### RECORDS PROVIDED
────
PR #6560, opened 2022-07-12
tweak(default): consult-flymake in a branch of +default-diagnostics

daanturo:
when available instead of plain flymake-show-diagnostics-buffer.

### DIFF
--- a/modules/config/default/autoload/default.el
+++ b/modules/config/default/autoload/default.el
@@ -62,7 +62,9 @@ current project. Otherwise list them for the current buffer"
               (bound-and-true-p flycheck-mode))
          (flycheck-list-errors))
         ((bound-and-true-p flymake-mode)
-         (flymake-show-diagnostics-buffer))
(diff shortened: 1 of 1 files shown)


modules/config/default/autoload/default.el
```diff
@@ -62,7 +62,10 @@ current project. Otherwise list them for the current buffer"
               (bound-and-true-p flycheck-mode))
          (flycheck-list-errors))
         ((bound-and-true-p flymake-mode)
-         (flymake-show-diagnostics-buffer))
+         (cond ((featurep! :completion vertico)
```
jeetelongname, line 65: Why not use `if` here? 
as there are only two cases it makes sense and would be more readable as well

jeetelongname, line 65: Why not use `if` here? as there are only 2 cases it is more idiomatic

hlissner (approved):

hlissner:
Thanks again for your help!

PR #6564, opened 2022-07-15
tweak(lookup): add new values to `+lookup-provider-url-alist`

smallwat3r:
This PR appends to `+lookup-provider-url-alist`, necessary values to search from:
1. [Sourcegraph](https://sourcegraph.com/search), which provides code search accross millions of open source projects.
1. the [Python documentation](https://docs.python.org/3/search.html) (if the `python` module is enabled).

---


hlissner:
Sorry for the tremendously late response: I've been on the fence about this for a while. I want to avoid having to maintain a list of language/toolchain documentation providers; this PR sets a precedent for including more. Additionally, it's a little redundant with the module's `+docsets` feature. I added a devdocs.io provider at some point as a middleground, but I understand if folks would rather not have the middleman.

Sourcegraph, on the other hand, is an excellent addition, so I pushed that in 0eff40c, but I'll have to turn down docs.python.org (and, eventually, doc.rust-lang.org will follow).

I may change my mind and revisit this later, but I'm prepping to move our modules into [a separate repo](https://github.com/doomemacs/modules), so I'll close this for now and shelve these decisions for later. Thanks for bringing it to my attention in any case!

PR #6566, opened 2022-07-17
fix(dired): fix +dired/quit-all for Dirvish.

LemonBreezes:
This PR makes `+dired/quit-all` also kill Dirvish buffers.

### DIFF
--- a/modules/emacs/dired/autoload.el
+++ b/modules/emacs/dired/autoload.el
@@ -4,7 +4,7 @@
 (defun +dired/quit-all ()
   "Kill all `dired-mode' buffers."
   (interactive)
-  (mapc #'kill-buffer (doom-buffers-in-mode 'dired-mode))
+  (mapc #'kill-buffer (doom-buffers-in-mode '(dired-mode dirvish-mode)))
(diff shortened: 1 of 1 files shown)


LemonBreezes:
I've closed this for now because I also want to handle the case that we use the split pane view for Dirvish. In that scenario, I want `q` to restore the previous window configuration.

LemonBreezes:
Currently I'm testing this
```
(defvar +dirvish-previous-window-configuration nil)

(advice-add #'dirvish :before
            (defun +dirvish-a (_)
              (setq +dirvish-previous-window-configuration
                    (plist-put +dirvish-previous-window-configuration
                               (+workspace-current-name)
                               (current-window-configuration)
                               #'string=))))

(advice-add #'+dired/quit-all :after
            (defun +dired/quit-all-a ()
              (set-window-configuration
               (plist-get +dirvish-previous-window-configuration
                          (+workspace-current-name)
                          #'string=))))
```

LemonBreezes:
I'm reopening this because I redid the solution I had previously.

PR #6567, opened 2022-07-17
fix(dired): rebind +dired/quit-all in Dirvish.

LemonBreezes:
Add a command for quitting the current Dirvish session.


LemonBreezes:
I think the Dirvish module needs a little bit of work with its keybindings and that should be an entire PR I think.

PR #1816, opened 2025-06-25
Update list.php

denphi:
I think this is a typo. "%2" -> "%s"


nkissebe:
Yes and no. I need to research how this used to work, I changed how the language parser worked in order to work with a safer ini processing mode. I may have oversimplified things or this may just be a holdover from Joomla, but I see it in a few places.

denphi:
this is related to -> https://nanohub.org/support/ticket/485066

nkissebe (approved):

PR #1821, opened 2025-07-11
Fix file upload for new version of CKEditor

mdlama:
Updated version of CKEditor 4 requires a JSON response after file upload. Additionally, cleaned up the code a little bit.

To trigger the bug: When editing a group page and clicking on the image icon, if the user then clicks on the Upload tab, attaches a file, and then clicks "Send it to the Server", an error is thrown.

Fixes https://qubeshub.org/support/ticket/5085.

### DIFF
--- a/core/components/com_groups/site/controllers/media.php
+++ b/core/components/com_groups/site/controllers/media.php
@@ -431,40 +431,28 @@ class Media extends Base
 		// vars for later
 		$message = '';
 
-		// get request vars
-		$ckeditor     = Request::getString('CKEditor', '', 'get');
-		$ckeditorFunc = Request::getString('CKEditorFuncNum', '', 'get');
+		// do upload
+		$upload = $this->doUpload();
 
-		// if dont have a message we are good to go
-		if ($message == '')
-		{
-			// do upload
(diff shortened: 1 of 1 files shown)


nkissebe:
Thanks for digging into this issue. Any chance you have a ckeditor reference documenting the change, just curious on root cause.

mdlama:
The documentation for the filetools plugin is a broken link at the moment. Here's the File Tools page: https://ckeditor.com/cke4/addon/filetools. If you click on Documentation, you'll see what I mean.

I had to dig directly into the code to see what was going on. Here's the permalink to the bit of code that is affected:

https://github.com/ckeditor/ckeditor4/blob/c7e59ec199298b6b23f4aa7a7668f18572385bac/plugins/filetools/plugin.js#L93

You'll notice that it is expecting a JSON object response, with the old code returning HTML (thereby causing the error).

mdlama:
Wait, here's some documentation: https://ckeditor.com/docs/ckeditor4/latest/guide/dev_file_upload.html#response-file-uploaded-successfully

nkissebe (approved):

PR #1822, opened 2025-07-13
Qubes forum mail fixes

mdlama:
This pull request fixes two bugs.

- ab4570b8a53caf0958a30a0f18bf8aab9bb86e24: Standard null to '' fix
- 5895d1644e9b31edb29dfdef772c6ab51f906941: $value in the setBcc function was somehow null, so set a condition to avoid 

The errors are thrown when attempting to commit a forum post. I _think_ one of the errors (the setBcc one) happens when a hyperlink is included in the post.


nkissebe:
Alternate implementations of the issues addressed here have been committed. Resubmit PR if there is still an issue remaining.

PR #1825, opened 2025-07-28
Update supergroup GitLab to new standards

mdlama:
This PR is needed to update Gitlab supergroup code to new standards implemented post-PHP update. It includes additional refactoring to clean code up a bit, as well as some code to report on Gitlab API errors. Summaries of code changes by file are listed below:

`core/components/com_groups/helpers/gitlab.php`

1. Constructor pulls GitLab config, rather than passing in config parameters
2. Moved free-floating code in manage.php into a validate method to check token
3. Created a general request method to handle general error messages, in particular expired or nonexistent token
4. `_getRequest` method uses `min_access_level=40` instead of `owned=true`. Token must have Maintainer or Owner access role for this to work. Previously, `owned=true` worked as API call was using a GitLab user that owned repositories (for QUBES, user was `qubeshub`). We are now using `oauth2`, however, with token bots that do not own the repositories.

`core/components/com_groups/admin/controllers/manage.php`

1. Use new Gitlab class constructor
2. Use new Gitlab class validate method
3. Add "hub-" prefix to Gitlab Group names
4. Add "sg_" prefix to Gitlab Project names
5. Include more Gitlab API error checking
6. Change remote url to use "oauth2" user
7. Added error check for failed branch protection. Note: The token must have full API access for branch protection to work
8. Added code to update remote url token if remote url token does not match existing token. This is important to avoid having to manually update the remote url when a token expires or changes.

NOTE: For the code changes to work, the Gitlab token needs to have scope "api" and role "Maintainer" or "Owner".

### DIFF
--- a/core/components/com_groups/admin/controllers/manage.php
+++ b/core/components/com_groups/admin/controllers/manage.php
@@ -628,22 +628,8 @@ class Manage extends AdminController
 	 */
 	private function _handSuperGroupGitlab($group)
 	{
-		// get needed config vars
-		$gitlabManagement = $this->config->get('super_gitlab', 0);
-		$gitlabUrl        = $this->config->get('super_gitlab_url', '');
-		$gitlabKey        = $this->config->get('super_gitlab_key', '');
-
-		// do we have repo management on
-		// dont output message
-		if (!$gitlabManagement)
-		{
-			return;
-		}
-
-		// make sure we have a url and key if repot management is on
-		if ($gitlabManagement && ($gitlabUrl == '' || $gitlabKey == ''))
-		{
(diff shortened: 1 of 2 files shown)


mdlama:
FYI: Tested PR on [HubZero DDEV environment](https://github.com/qubeshub/hubzero-docker). Commented out [code to prohibit Gitlab management on non-production server](https://github.com/hubzero/hubzero-cms/blob/2e63f480400de2e0437a09e6ef6ddd7c62068e11/core/components/com_groups/admin/controllers/manage.php#L650) and forced group name to be `hub-qubeshub` to avoid Gitlab Group clutter.

PR #1826, opened 2025-08-05
Dont check groups for anonymous users

denphi:
return empty groups if user is not authenticated

# Before you submit this pull request, please make sure:

- [] Make sure there are links in the PR to the source JIRA card(s) and hubzero ticket(s)
- [] Include a brief summary of the issue **in your own words**
- [] Include a brief summary of the fix/changed code
- [] Include a brief summary of your testing. What did you **specifically** do to investigate that this change has the correct results?
- [] Indicate if the change needs to be hotfixed to any production hubs before a normal core rollout
- [] Double check someone is assigned to review the ticket

**Thanks!**

### DIFF
--- a/core/libraries/Hubzero/User/Helper.php
+++ b/core/libraries/Hubzero/User/Helper.php
@@ -281,10 +281,10 @@ class Helper
 	public static function getGroups($uid, $type='all', $cat = null)
 	{
 		//return empty groups if user is not authenticated
-		if ($uid == 0)
-                {
-                        return false;
-                }
+		if ($uid == 0
+		{
+			return array();
+		}
 		
 		$db = \App::get('db');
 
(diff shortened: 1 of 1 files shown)


nkissebe:
What is the problem being solved?  If anon user I don't think any db queries should be returning anything. At best maybe the early check be returning array() instead of false. But since false is a possible return anyway anything calling it should be checking the value before using it as an array (if that is the problem being solved).

denphi:
During a heavy bot crawling, I saw that anonymous/guest profiles were loading groups, these queries are/should be unnecessary. I modified the return value to match the one returned for empty records (false), but I agree that it should return an empty array instead.

Screenshot 2025-08-05 at 8 39 51 PM

nkissebe (approved):

PR #1828, opened 2025-08-18
Fix tool alias validation

denphi:
PHP8 makes comparison stricter, preg_match returns 0 instead of an empty string.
────
### PROBLEM STATEMENT
If a line in the listing has "sure" in it, report that line.

### ANSWER BOX
-		// make sure we have a url and key if repot management is on
# Before you submit this pull request, please make sure:
- [] Make sure there are links in the PR to the source JIRA card(s) and hubzero ticket(s)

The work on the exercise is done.